TASK TO CARRY OUT: Return the line containing "Add C index_t creation helpers" and all lines after it exactly; stop at the end of the material.

--- RECORDS PROVIDED ---

PR #975, opened 2015-08-28
Add C index_t creation helpers

jramapuram:
Adding helper functions to initialize `af_index_t` because this structure cannot be mangled to a rust type (because it has a union type). These helpers merely initialize an `af_index_t` internally (thus the ** pointer). It also checks to see if there was already a data item contained within the pointer (to prevent dangling pointers). 

Test:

---

RESULT OF THIS TASK:
Add C index_t creation helpers

jramapuram:
Adding helper functions to initialize `af_index_t` because this structure cannot be mangled to a rust type (because it has a union type). These helpers merely initialize an `af_index_t` internally (thus the ** pointer). It also checks to see if there was already a data item contained within the pointer (to prevent dangling pointers). 

Test:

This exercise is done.